Question

At \(27^{\circ} \mathrm{C}\) the ratio of root mean square speeds of ozone to oxygen is (1) \(\sqrt{\frac{3}{5}}\) (2) \(\sqrt{\frac{4}{3}}\) (3) \(\sqrt{\frac{2}{3}}\) (4) \(0.25\)

Short answer

The ratio is \( \sqrt{\frac{2}{3}} \) which corresponds to option (3).

Step-by-step solution

Recall the formula for root mean square speed

The root mean square speed (\text{v}_{\text{rms}}) of a gas is given by the formula: \[ v_{rms} = \sqrt{\frac{3kT}{M}} \]where \( k \) is the Boltzmann constant, \( T \) is the temperature in Kelvin, and \( M \) is the molar mass (in kg/mol).

Compare root mean square speeds of ozone and oxygen

For two gases, the ratio of their root mean square speeds is given by: \[ \frac{v_{rms1}}{v_{rms2}} = \sqrt{\frac{M_2}{M_1}} \]Here, gas 1 is ozone (\( O_3 \)) and gas 2 is oxygen (\( O_2 \)).

Determine molar masses

The molar mass of ozone (\( O_3 \)) is \( 3 \times 16 = 48 \) g/mol, and the molar mass of oxygen (\( O_2 \)) is \( 2 \times 16 = 32 \) g/mol.

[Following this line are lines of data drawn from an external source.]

PR #155, opened 2015-05-20
Made time slider resizable to change time window

hunse:
This allows the user to view a wider or narrower range of time,
and can help make some plots much clearer (e.g. voltage plot).

### DIFF
--- a/nengo_viz/static/viz.js
+++ b/nengo_viz/static/viz.js
@@ -4,6 +4,19 @@ var VIZ = {};
 VIZ.max_zindex = 0;
 
 /**
+ * Helper function to clip a number, keeping it between two values.
+ */
+VIZ.clip = function(x, low, high) {
+    if (x < low) {
+        x = low;
+    }
+    if (x > high) {
+        x = high;
+    }
+    return x;
+}
+
+/**
  * Helper function to set the transform of an element.
  */
 VIZ.set_transform = function(element, x, y) {
--- a/nengo_viz/static/viz_sim_control.js
+++ b/nengo_viz/static/viz_sim_control.js
@@ -209,34 +209,26 @@ VIZ.TimeSlider = function(args) {
             edges: {left: true, right: true, bottom: false, top: false}
         })
         .on('resizemove', function (event) {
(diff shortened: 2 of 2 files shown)


nengo_viz/static/viz.js
```diff
@@ -4,10 +4,21 @@ var VIZ = {};
 VIZ.max_zindex = 0;
 
 /**
+ * Helper function to clip a number, keeping it between two values.
+ */
+VIZ.clip = function(x, low, high) {
+    if (x < low)
```
tbekolay: Should always include the `{ }` even if they're not necessary; it's too easy to add another line to this and think that it's in the body of the if when it's actually not.

nengo_viz/static/viz.js
```diff
@@ -4,10 +4,21 @@ var VIZ = {};
...
+        x = high;
+    return x;
+}
+
+/**
  * Helper function to set the transform of an element.
  */
 VIZ.set_transform = function(element, x, y) {
-    element.style.webkitTransform = 
+    element.style.webkitTransform =
```
tbekolay: Probably best (for the time being) to use `git add -p` to only commit the non-whitespace changes...

nengo_viz/static/viz.js
hunse: I guess if you're used to Python. In C, I'll sometimes even put this all on one line `if (x < low) x = low;`. It might actually be better as one line (than what it currently is), since then you're not tempted to add another line. But having the curly braces is certainly the safest.

nengo_viz/static/viz.js
hunse: Yeah, I had done that before we had the discussion yesterday. When we're looking at merging, I (or whoever is merging) can go through and take out all the whitespace stuff.

hunse: Though I guess if I do it now then we don't have to worry about it later...

hunse:
Okay, made the requested changes (using curly braces and removing whitespace changes).

tcstewar:
Looks good to me.  +1

PR #156, opened 2015-05-20
Removed extra whitespace

hunse:
Removed the extra spaces on the ends of lines in JavaScript and CSS
files. My editor does this automatically, so it's annoying when
I'm making a commit and a bunch of whitespace changes get bundled in.

If we can merge this soon, I think that's best, and then everyone can work from this. Additionally, if everyone can set their editor to do this (if possible), that will help avoid it in the future. Also, is there an easy way to test this?

### DIFF
--- a/nengo_viz/static/main.css
+++ b/nengo_viz/static/main.css
@@ -13,11 +13,11 @@ body {
 .graph {
     background: #eeeeee;
 }
-    
+
 .line {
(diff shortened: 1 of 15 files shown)


tcstewar:
We should probably close this and do a new one...  and make it clear that we should be sticking with the same policy as nengo.

PR #157, opened 2015-05-20
Fixed bug where maxy or miny ignored if zero

hunse:
Since we were "or"-ing together values to determine the defaults,
the default value would be used if the inputs were zero, since
zero evaluates as false. Now checking whether they're `null`.

### DIFF
--- a/nengo_viz/static/viz_value.js
+++ b/nengo_viz/static/viz_value.js
@@ -27,9 +27,7 @@ VIZ.Value = function(parent, sim, args) {
     /** scales for mapping x and y values to pixels */
     this.scale_x = d3.scale.linear();
     this.scale_y = d3.scale.linear();
-    var miny = (args.miny !== null) ? args.miny : -1;
-    var maxy = (args.maxy !== null) ? args.maxy : 1;
-    this.scale_y.domain([miny, maxy]);
+    this.scale_y.domain([args.miny, args.maxy]);
 
     /** spacing between the graph and the outside edges (in pixels) */
     this.margin_top = 30;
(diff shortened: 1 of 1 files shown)


nengo_viz/static/viz_value.js
```diff
@@ -27,8 +27,10 @@ VIZ.Value = function(parent, sim, args) {
     /** scales for mapping x and y values to pixels */
     this.scale_x = d3.scale.linear();
     this.scale_y = d3.scale.linear();
-    this.scale_y.domain([args.miny || -1, args.maxy || 1]);
-    
+    var miny = (args.miny !== null) ? args.miny : -1;
+    var maxy = (args.maxy !== null) ? args.maxy : 1;
```
tcstewar: Should that be "undefined" rather than null?

tcstewar: I'm also tempted to wipe this check out completely....  I don't think there are any cases any more where .miny and .maxy aren't set by the caller.

hunse: Yeah, I was wondering about getting rid of it. Python's `None` seems to get mapped to `null` in JavaScript, which is why I used it.

tcstewar: I'd originally intended that check for situations where someone didn't specify args.minx at all, which would map to ```undefined``` in JavaScript.  But now it's always specified, so probably getting rid of the check would be best (and consistent with the lack of checks elsewhere)

hunse:
Changed this to just remove the defaults as per the discussion.

tcstewar:
Looks great to me.  Thanks!

hunse:
Aaaah, you never squashed it!

tcstewar:
Ah, well, squashing hasn't happened in this repository at all anyway.  Probably something I should learn about and do, though.

hunse:
This one looks worse, though, because it says SQUASHME in big letters in the commit message. :smile:

PR #2563, opened 2022-09-16
Adding several missing proto and conversion

BrianCorbin:
Todo:

Conversions
- [x] UnsignedTx
- [x] SigningData
- [x] InputRing
- [x] OutputSecret
- [x] InputSecret
- [x] Amount
- [x] Scalar

Docs
- [x] UnsignedTx
- [x] SigningData
- [x] InputRing
- [x] OutputSecret
- [x] InputSecret
- [x] Amount
- [x] Scalar

Tests
- [x] UnsignedTx
- [x] SigningData
- [x] InputRing
- [x] OutputSecret
- [x] InputSecret
- [x] Amount
- [x] Scalar


api/proto/external.proto
```diff
@@ -473,3 +473,31 @@ message SignedContingentInput {
...
+    // The value of the amount
+    fixed64 value = 1;
+
+    // The token_id of the amount
+    fixed64 token_id = 2;
+}
+
+message Scalar {
+    bytes data = 1;
+}
```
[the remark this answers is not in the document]
BrianCorbin: CurveScalar does

api/src/convert/error.rs
```diff
@@ -10,17 +10,18 @@ use std::{
...
     IndexOutOfBounds,
-    ObjectMissing,
-    InvalidSignature,
     InvalidContents,
+    InvalidSignature,
+    Key(KeyError),
+    KeyCastError,
+    MissingField(String),
+    NarrowingCastError,
+    ObjectMissing,
```
garbageslam, line 24: thanks for this

api/proto/external.proto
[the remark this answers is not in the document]
garbageslam: Yeah see line 143 above

garbageslam:
@BrianCorbin let's talk about how to serialize `block_version`, I think in the SCI stuff I just made it a u32:

```
// A pre-signed transaction input with associated rules, as described in MCIP #31
message SignedContingentInput {
    // The block version rules used when making this signature
    uint32 block_version = 1;
```

I'm not sure it's needed to add a Message for this since it's just a number, I would advocate just using `uint32` in the `UnsignedTx` also.

garbageslam (approved):
Code looks good to me, doc strings for new protos would be nice

Thanks!

eranrund (commented):
LGTM but I think the tests should be included as part of this, since it's possible to miss a field or have a field be added in the future and not realize the conversion is actually broken.

api/src/convert/curve_scalar.rs
```diff
@@ -32,3 +33,23 @@ impl TryFrom<&external::CurveScalar> for CurveScalar {
         CurveScalar::try_from(bytes).map_err(|_| ConversionError::ArrayCastError)
     }
 }
+
+impl From<&Scalar> for external::CurveScalar {
```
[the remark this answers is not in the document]
garbageslam: It's used in `OutputSecret` I think.

We can change that if you want, I don't feel strongly.
I don't think the `CurveScalar` type actually makes a ton of sense right now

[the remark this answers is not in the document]
BrianCorbin: Scalar is used in a few places

https://github.com/mobilecoinfoundation/mobilecoin/blob/fb3e8d15c5f9ab6ea7133540211126ae3ac67d9f/crypto/ring-signature/signer/src/traits.rs#L33-L40

https://github.com/mobilecoinfoundation/mobilecoin/blob/fb3e8d15c5f9ab6ea7133540211126ae3ac67d9f/transaction/core/src/ring_ct/rct_bulletproofs.rs#L75-L80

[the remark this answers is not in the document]
BrianCorbin: Should those have been CurveScalar?

api/proto/external.proto
```diff
@@ -473,3 +473,137 @@ message SignedContingentInput {
...
+    /// Before mixed transactions feature, this field is empty, and the token ids of
+    /// all pseudo-outputs are inferred from the tx.prefix.fee_token_id.
+    repeated fixed64 pseudo_output_token_ids = 6;
+
+    /// The token ids of each output. There must be one of these for each output of the Tx.
+    /// (tx.prefix.outputs).
+    /// Before mixed transactions feature, this field is empty, and the token ids of
+    /// all outputs are inferred from the tx.prefix.fee_token_id.
+    repeated fixed64 output_token_ids = 7;
+}
```
remoun, line 609: Nit: newline
```suggestion
}

```

api/src/convert/amount.rs
```diff
@@ -119,3 +121,21 @@ impl TryFrom<&external::Receipt_oneof_masked_amount> for MaskedAmount {
...
+        amount
+    }
+}
+
+impl From<&external::Amount> for Amount {
+    fn from(source: &external::Amount) -> Self {
+        Amount {
+            value: source.get_value(),
+            token_id: TokenId::from(source.get_token_id()),
+        }
```
remoun, line 139: Optional/Equivalent: Use `Amount::new` and `into()`
```suggestion
        Amount::new(source.get_value(), source.get_token_id().into())
```

api/src/convert/input_ring.rs
```diff
@@ -0,0 +1,101 @@
+use std::convert::{TryFrom, TryInto};
+
```
remoun, line 2: `std::convert::{TryFrom, TryInto}` are part of the 2021 edition prelude, so they can be omitted 
```suggestion
```

api/src/convert/output_secret.rs
```diff
@@ -0,0 +1,27 @@
+use std::convert::{TryFrom, TryInto};
+
```
remoun, line 2: Nit: Unnecessary import
```suggestion
```

api/src/convert/reduced_tx_out.rs
```diff
@@ -0,0 +1,27 @@
+use std::convert::TryFrom;
+
```
remoun, line 2: Nit: Unnecessary import
```suggestion
```

api/src/convert/curve_scalar.rs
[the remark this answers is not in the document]
eranrund: Ah, I see. Okay. Scalar it is.

api/src/convert/input_ring.rs
```diff
@@ -0,0 +1,102 @@
+// Copyright (c) 2018-2022 The MobileCoin Foundation
+
+//! Convert to/from mc_transaction_core::ring_ct::InputRing.
+
+use crate::{external, ConversionError};
+use mc_crypto_ring_signature_signer::SignableInputRing;
+use mc_transaction_core::ring_ct::{InputRing, PresignedInputRing};
+
+impl From<&InputRing> for external::InputRing {
```
eranrund, line 9: I'm seeing `InputRing` checked for tests but I don't see the tests...

api/src/convert/input_secret.rs
```diff
@@ -0,0 +1,103 @@
...
+
+    // Test converting between external::InputSecret and
+    // mc_crypto_ring_signature_signer::InputSecret
+    #[test]
+    fn test_input_secret_conversion() {
+        let mut rng: StdRng = SeedableRng::from_seed([123u8; 32]);
+
+        let input_secret = InputSecret {
+            onetime_key_derive_data: OneTimeKeyDeriveData::SubaddressIndex(10),
+            amount: Amount::new(10000, TokenId::from(0)),
```
eranrund, line 81: Suggest using non-zero token id since zero is the default value for protobuf fields

api/src/convert/input_secret.rs
```diff
@@ -0,0 +1,103 @@
...
+            blinding: Scalar::random(&mut rng),
+        };
+
+        let input_secret_external: external::InputSecret = (&input_secret).into();
+        let input_secret_decrypted: InputSecret = (&input_secret_external).try_into().unwrap();
```
eranrund, line 86: decrypted seems wrong, there's no encryption taking place here

api/src/convert/output_secret.rs
```diff
@@ -0,0 +1,55 @@
...
+}
+
+#[cfg(test)]
+mod tests {
+    use crate::external;
+    use curve25519_dalek::scalar::Scalar;
+    use mc_transaction_core::{ring_ct::OutputSecret, Amount, TokenId};
+    use rand::{rngs::StdRng, SeedableRng};
+
+    // Test converting between external::ReducedTxOut and
```
eranrund, line 38: ReducedTxOut copypasta

api/src/convert/output_secret.rs
```diff
@@ -0,0 +1,55 @@
...
+    // mc_transaction_core::ring_signature::ReducedTxOut
+    #[test]
+    fn test_output_secret_conversion() {
+        let mut rng: StdRng = SeedableRng::from_seed([123u8; 32]);
+
+        let output_secret = OutputSecret {
+            amount: Amount::new(10000, TokenId::from(0)),
```
eranrund, line 45: Suggest using non-zero token id due to 0 being protobuf default

api/src/convert/signing_data.rs
```diff
@@ -0,0 +1,123 @@
...
+    use rand::{rngs::StdRng, SeedableRng};
+
+    // Test converting between external::SigningData and
+    // mc_transaction_core::ring_ct::SigningData
+    #[test]
+    fn test_signing_data_conversion() {
+        // Generate an UnsignedTx to test with.
+        let mut rng: StdRng = SeedableRng::from_seed([1u8; 32]);
+
+        for block_version in BlockVersion::iterator() {
```
eranrund, line 77: Nice :)

api/src/convert/signing_data.rs
```diff
@@ -0,0 +1,123 @@
...
+                )
+                .unwrap();
+
+            let unsigned_tx = transaction_builder
+                .build_unsigned::<StdRng, DefaultTxOutputsOrdering>()
+                .unwrap();
+
+            let signing_data = unsigned_tx.get_signing_data(&mut rng).unwrap();
+
+            // Converting mc_transaction_core::ring_ct::SigningData -> external::UnsignedTx
```
eranrund, line 112: UnsignedTx copypasta

crypto/keys/src/ristretto.rs
```diff
@@ -52,6 +52,14 @@ use zeroize::Zeroize;
 #[derive(Clone, Copy, Default, Zeroize)]
 pub struct RistrettoPrivate(pub(crate) Scalar);
 
+impl Eq for RistrettoPrivate {}
```
eranrund, line 55: I believe this was not implemented on purpose. @jcape probably knows why. Maybe we can get away by using the constant time eq here, or maybe there is a reason to just not allow this (which would mean manually `Eq` implementations for structs that need that and contain a `RistrettoPrivate`)

eranrund (changes requested):
Thanks for working on the tests! Mostly looks good, but I think one proto has tests missing and the `RistrettoPrivate` eq thing requires discussion with @jcape

api/src/convert/input_ring.rs
BrianCorbin: Oh oops forgot to commit those changes

crypto/keys/src/ristretto.rs
BrianCorbin: After discussion with @jcape, we concluded that an implementation of Eq that enforces constant time comparison is acceptable.

eranrund (approved):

Substitute molar masses into the ratio formula

Using the molar masses, we substitute into the ratio formula: \[ \frac{v_{rms(O_3)}}{v_{rms(O_2)}} = \sqrt{\frac{32}{48}} = \sqrt{\frac{2}{3}} \]

Match the answer

The ratio \( \sqrt{\frac{2}{3}} \) corresponds to the option given in the problem as (3).

Key concepts

kinetic theory of gases

The kinetic theory of gases helps us understand how gases behave based on the idea that they are made up of tiny, moving particles. This theory explains several properties of gases:

• Particles are constantly moving in random directions.
• Collisions between gas particles and the walls of their container cause pressure.
• The average kinetic energy of gas particles is directly proportional to the temperature in Kelvin.

This theory is crucial for understanding why different gases at the same temperature can have different speeds. It's all about the energy and movement of the gas particles. A related concept we often use is the root mean square speed (\text{v}_{\text{rms}}), which is a measure of the average speed of particles in a gas. The formula is \text{v}_{\text{rms}} = \sqrt{\frac{3kT}{M}}, where \( k \) is the Boltzmann constant, \( T \) is the temperature, and \( M \) is the molar mass of the gas.

molar mass comparison

Molar mass is the mass of one mole of a substance and it affects the speed of gas molecules. By comparing the molar masses of different gases, we can learn about their relative speeds. For example:

• Ozone (\( O_{3} \)) has a molar mass of 48 g/mol.
• Oxygen (\( O_{2} \)) has a molar mass of 32 g/mol.

Given these values, we can use the formula for the ratio of root mean square speeds to determine how their speeds compare:
\( \frac{v_{rms1}}{v_{rms2}} = \sqrt{\frac{M_{2}}{M_{1}}} \)
Substituting the molar masses of ozone and oxygen, we get:

\( \frac{v_{rms(O_{3})}}{v_{rms(O_{2})}} = \sqrt{\frac{32}{48}} = \sqrt{\frac{2}{3}}\)
This ratio means that ozone molecules move slower relative to oxygen molecules because ozone has a greater molar mass.

temperature and gas speed relationship

Temperature affects the speed of gas particles. According to the kinetic theory of gases, higher temperatures increase the kinetic energy of particles, making them move faster. This relationship is shown in the root mean square speed formula:
\[ v_{rms} = \sqrt{\frac{3kT}{M}} \]
Here, as \( T \) (the temperature) increases, \( v_{rms} \) (the speed) also increases, assuming \( M \) (the molar mass) stays constant. Let's break it down:

• If you heat a gas, the particles gain more energy and move faster.
• For equal temperatures, gases with heavier particles (higher molar mass) will have slower speeds compared to lighter ones.

In the example problem, we looked at gases at \( 27^{\circ} \mathrm{C} \) or 300 Kelvin. By knowing this, we can always compare how the speed of gas particles would change with temperature variations. Remember, when solving these kinds of problems, always convert the temperature to Kelvin for accurate calculations.